PR #241, opened 2020-01-17
feature/tpi-cclow-sort-images

batraisk:


app/views/admin/pages/_image_fields.html.erb
```diff
@@ -4,9 +4,11 @@
   <% if is_new_record %>
     <%= form.input :logo, as: :file %>
     <%= form.input :link %>
+    <%= form.input :name %>
```
simaob: could we put the link and name inputs outside of the if? they seem the same, probably just the image that needs to be inside the if clause.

# # # # #

- Exercise goal:
Transcribe the records above exactly as they appear.

- Answer to the problem:
PR #241, opened 2020-01-17
feature/tpi-cclow-sort-images

batraisk:


app/views/admin/pages/_image_fields.html.erb
```diff
@@ -4,9 +4,11 @@
   <% if is_new_record %>
     <%= form.input :logo, as: :file %>
     <%= form.input :link %>
+    <%= form.input :name %>
```
simaob: could we put the link and name inputs outside of the if? they seem the same, probably just the image that needs to be inside the if clause.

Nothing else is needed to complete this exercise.